了解mpreferred-stack-boundary = number [英] Understanding mpreferred-stack-boundary=number

问题描述

我试图想象并理解如何利用mpreferred-stack-boundary（更像构建代码来为学校利用它）。从阅读gcc手册，它表明它根据mpreferred-stack-boundary = number对齐堆栈，其中number是指向base 2的指数。默认情况下，number = 4，因此堆栈的对齐方式为2 ^ 4 = 16字节。我不知道是否咖啡因会影响我的大脑，但是我在课堂上看到的所有的shell代码注入都要求我们在编译时使用mpreferred-stack-boundary = 2，这会将堆栈对齐4个字节。那么这是否意味着我已经在堆栈上放置的变量默认一次填充16个字节？另外，为什么我在缓冲区中放置的shellcode在边界设置为2时工作，但在默认模式下运行时无法运行？

I'm trying to visualize and understand how to utilize mpreferred-stack-boundary(more like build code to exploit it for school). From reading the gcc manual, it states that it aligns the stack according to mpreferred-stack-boundary=number, where number is the exponent to base 2. By default, number=4 so the alignment of the stack is 2^4= 16 bytes. I don't know if it's the caffeine messing with my brain, but all the shell code injections I've seen in class demand that we use mpreferred-stack-boundary=2 when compiling, which would align the stack by 4 bytes. So does that mean I have that the variables placed on the stack try to fill the stack 16 bytes at a time by default?
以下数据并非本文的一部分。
Issue #6974, opened 2025-12-16
Add SCIM provisioning


Fly7113:
### Summary

A nice feature to have, following the relatively recent introduction of SSO via OIDC/Keycloak/LDAP, would be a user provisioning feature to pair alongside the OIDC identity provider.

### Motivation

SCIM is a well established and thoroughly tested standard, that, along other things, would ease the load on the mailcow infrastructure since the periodic syncs are run by the identity provider, not requiring neither a cronjob on mailcow's side nor admin access to the Keycloak Admin REST API.
Another plus is that the configuration would be simpler in the case of Keycloak, since it wouldn't require a service account on the IdP side, and potentially the same for the generic OIDC backend, since it would be optional and on the mailcow's side it would mean to generate just an authorisation token for the SCIM API during the setup process.

Fly7113:
If it is helpful, I could attempt to extend the API to implement the SCIM endpoints.
I am unable to provide further assistance as I lack the confidence and knowledge to implement the internal logic for the authentication infrastructure.

Fly7113:
In the past months I found the time to dive deep into the topic.
The result of my work is found in #7148

PR #7148, opened 2026-03-17
[Web] Add SCIM 2.0 provider for IdP user provisioning

Fly7113:
## Contribution Guidelines

### Short Description

Implements a SCIM 2.0 (RFC 7643/7644) server endpoint so any Identity Provider — Keycloak, Entra ID, Okta, or any LDAP/OIDC IdP — can push user lifecycle events to mailcow in real time, independently of whichever login protocol is configured.

#### Protocol support

- Full Users CRUD: POST, GET, PUT, PATCH (RFC 7644 §3.5.2), DELETE
- SCIM DELETE is a soft-deactivate (active=0); mail data is never removed
- Filtering: filter=userName eq "..." on list endpoint
- Pagination: startIndex / count
- Discovery: ServiceProviderConfig, Schemas, ResourceTypes
- Groups: out of scope

#### Authentication & token management

Bearer tokens are generated in the admin UI (System > Configuration > Access > SCIM). The raw token is shown once at creation and never stored; only its SHA-256 hash is kept. Each token supports:
- Optional domain restriction (limits which mailboxes the token can manage)
- Optional mailbox template (applied on user creation)
- Optional IP allow-list / skip-IP-check flag
- Active/inactive toggle

#### Database schema

Two new tables added via the existing init_db migration mechanism:
- scim_tokens: stores token metadata and hashed credentials
- scim_maps: maps IdP externalId values to mailcow usernames per token The mailbox.authsource ENUM is extended with 'scim'.

#### Authsource & login design

SCIM is a provisioning protocol, not an authentication protocol. mailbox.authsource='scim' records who manages the user; login is handled by the globally configured IAM provider:

- Keycloak / Generic-OIDC: SCIM users pass through the existing verify-sso OIDC flow (identity_provider 'verify-sso' case).
- LDAP: SCIM users authenticate via ldap_mbox_login(), with full TFA support, matching the behaviour of authsource='ldap' users.
- No IAM configured: SCIM users cannot log in; the admin UI shows a warning on the SCIM configuration tab.

Attempting a password login as a SCIM user when an OIDC provider is configured returns a clear error directing the user to their IdP.

#### Claiming pre-existing users

A SCIM POST for a user who already has authsource='scim' (e.g. set manually by the admin to prepare a migration) is treated as a claim: attributes are updated, scim_maps is upserted, and 200 is returned. A SCIM POST for a user managed by a different authsource returns 409 with an actionable message explaining how to transfer ownership.

#### Admin UI

- New SCIM tab under System > Configuration > Access (alongside Identity Provider settings)
- Token table with active toggle and delete; one-time raw token modal
- Mailbox edit form gains a SCIM authsource option, shown only when SCIM tokens exist (or the mailbox is already set to SCIM)
- Contextual warning when no external IdP is configured for login

###  Affected Containers

- php-fpm-mailcow
- nginx-mailcow (nginx configuration template)
- sogo-mailcow (shared DB initialisation file)

### What did you tested?

- User creation, updating, deactivation via SCIM
- General SCIM protocol testing
- Migration between mailcow/external IdP and SCIM
- Logging-in in various scenarios
- Invalid SCIM requests (updating non-SCIM users to test the error handling)
- Admin UI test (create/update/delete SCIM tokens)

All the tests gave results conforming to the described behaviours.

### DIFF
--- a/data/conf/nginx/templates/sites-default.conf.j2
+++ b/data/conf/nginx/templates/sites-default.conf.j2
@@ -104,6 +104,10 @@ location ~ ^/api/v1/(.*)$ {
     try_files $uri $uri/ /json_api.php?query=$1&$args;
 }
 
+location ~ ^/scim/v2/(.*)$ {
+    try_files $uri $uri/ /scim.php?path=$1&$args;
+}
+
 location ~ ^/cache/(.*)$ {
     try_files $uri $uri/ /resource.php?file=$1;
 }
--- a/data/conf/nginx/templates/sites-default.conf.j2
+++ b/data/conf/nginx/templates/sites-default.conf.j2
@@ -104,7 +104,7 @@ location ~ ^/api/v1/(.*)$ {
     try_files $uri $uri/ /json_api.php?query=$1&$args;
 }
 
-location ~ ^/scim/v2/(.*)$ {
+location ~ ^/scim/v2(?:/(.*))?$ {
     try_files $uri $uri/ /scim.php?path=$1&$args;
 }
 
--- a/data/web/admin/system.php
+++ b/data/web/admin/system.php
@@ -86,6 +86,12 @@ $cors_settings['allowed_methods'] = explode(", ", $cors_settings['allowed_method
 $f2b_data = fail2ban('get');
 // mbox templates
 $mbox_templates = mailbox('get', 'mailbox_templates');
+// SCIM
+require_once $_SERVER['DOCUMENT_ROOT'] . '/inc/functions.scim.inc.php';
+$scim_tokens    = scim_token('get_all');
+$scim_new_token = $_SESSION['scim_new_token'] ?? null;
+$scim_base_url  = 'https://' . getenv('MAILCOW_HOSTNAME') . '/scim/v2/';
+unset($_SESSION['scim_new_token']);
 
 $template = 'admin.twig';
 $template_data = [
@@ -121,6 +127,9 @@ $template_data = [
   'is_https' => isset($_SERVER['HTTPS']) && $_SERVER['HTTPS'] === 'on',
   'iam_settings' => $iam_settings,
   'mbox_templates' => $mbox_templates,
+  'scim_tokens' => $scim_tokens,
+  'scim_new_token' => $scim_new_token,
+  'scim_base_url' => $scim_base_url,
   'lang_admin' => json_encode($lang['admin']),
   'lang_datatables' => json_encode($lang['datatables'])
 ];
--- a/data/web/admin/system.php
+++ b/data/web/admin/system.php
@@ -87,7 +87,6 @@ $f2b_data = fail2ban('get');
 // mbox templates
 $mbox_templates = mailbox('get', 'mailbox_templates');
 // SCIM
-require_once $_SERVER['DOCUMENT_ROOT'] . '/inc/functions.scim.inc.php';
 $scim_tokens    = scim_token('get_all');
 $scim_new_token = $_SESSION['scim_new_token'] ?? null;
 $scim_base_url  = getBaseUrl() . '/scim/v2/';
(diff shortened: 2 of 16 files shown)


Fly7113:
Fixes #6974

Fly7113:
Just a small testing update: in these past few days I had the chance to test this PR on my production system, alongside Authentik as SCIM and OIDC IdP. As far as I'm concerned all the features are working as expected, even in a fully production system having users with mixed `authsources`.

The are only two things of which I'm not fully convinced:
1. The deactivation of the user when a SCIM `DELETE` request is received: the user can be already just deactivated leveraging the `active` property of the user's JSON, so that scenario is already covered, and the user should be safe to be deleted on a DELETE request. From a spec compliance point of view the current implementation is not fully compliant because RFC 7644 states that a system MAY choose not to delete the specified resource, but such resource, in the case of other SCIM operations, should then be treated as if it was actually deleted. On the other hand a true deletion of the user on a DELETE request would be easier to implement with a perfect compliance.
2. As of now, the deactivation of the user via the `active` JSON parameter fully deactivates the user, but another alternative would be to put the user in the "soft" deactivation status that permits the user to still receive emails. I don't think this choice is relative to compliance to the RFCs, therefore an option would be to give both alternatives to the system admin and making the effect configurable from the admin UI.

Before moving forward with a decision I'd like to hear the consensus of the maintainers team.

Fly7113:
Sorry for pushing these new quite conspicuous two commits, but in these further days of testing I realised that the UI (and part of the logic about the IP check) was badly done, so I decided to work on it.
Now the SCIM tokens are modifiable, and the template mapping uses the same working principles of the ones in the OIDC template mapping, to have more consistency.
The input fields are now more robust (no more free text basically, just dropdown menus), and I added the strings in the lang.en-gb JSON which I had previously forgot (ups :D).

milkmaker:

Fly7113:
Definitely not to be closed.
@FreddleSpl0it (sorry if you are not the correct person to tag) could I get some feedback from the mailcow team? I am still waiting for a consensus on your end about the issues mentioned in my previous messages.
FYI in the past nearly *three months* I had the chance to use and test this feature in production without any issue at all.

milkmaker:

Fly7113:
This is getting kind of embarrassing… 😅
@MAGICCC @FreddleSpl0it is there even the slightest possibility of eventually seeing this merged?
As soon as I get the required feedback, I’ll rebase and implement.

Fly7113:
In the mean time, we onboarded in this PR another partner, that uses a different IdP.
We found a few issues here and there, so we ran a full audit of the implementation against RFC 7643 and 7644 and fixed everything it turned up.

One breaking change: the SCIM id is no longer the mailbox address but an opaque UUID stored in scim_maps, as RFC 7643 §3.1 requires an immutable server-assigned identifier. IdPs that cached the old ids will 404 on their next update and re-match; existing test installs need a re-import cycle.

A few highlights of the changes:
- full RFC 7644 filter grammar (the old single-regex filter made the advertised filter.supported=true untrue for everything else, including the externalId lookups Okta reconciles with);
- PATCH now supports valuePath paths, merges name components correctly and is atomic;
- Location on 201 and WWW-Authenticate on 401;
- individual /Schemas/{id} and /ResourceTypes/{id}; /.search; attributes/excludedAttributes;
- complete §7 attribute metadata; and the template selector moved out of the closed IETF enterprise URN into a declared mailcow extension;
- allow_claim is a new per-token flag: adopting a pre-created mailbox on POST is now opt-in, and off by default it returns the spec-mandated 409;
- the /Groups endpoint now replies to a GET with an empty collection, since there are a few IdPs (Authentik, Entra ID) that run a discovery pass without consulting /ResourceTypes (technically doesn't break spec compliance, since no MUSTs are broken)

Two notable fixes worth mentioning:
- every mailbox() call is now checked, so quota/ACL/validation failures return 400 instead of a 200 that the IdP recorded as success;
- boolean parsing is strict, because Entra sends "False" as a string and the previous cast turned it into true, leaving deactivated users able to log in.

The only single deviation is the DELETE action, which currently deactivates instead of destroying the mailbox (mail data is preserved, so the resource stays retrievable — §3.6). Still waiting for your call, and either way some code needs to be modified to have the implementation compliant.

Also, why does shellcode that I place in the buffer work when the boundary when it is set to 2 yet does not work when run it in default mode?

推荐答案

整个堆栈帧的大小将四舍五入为16个字节，而不是每个局部变量。 Shellcode可以以任何方式工作，但代码是针对一种特定的布局编写的，因此您需要针对不同的布局使用不同的shellcode。 - 小丑

The size of the whole stack frame will be rounded up to 16 bytes, not each individual local variable. Shellcode would work either way, but code is written for one particular layout so you need to use different shellcode for different layout. – Jester

这篇关于了解mpreferred-stack-boundary = number的文章就介绍到这了，希望我们推荐的答案对大家有所帮助，也希望大家多多支持IT屋！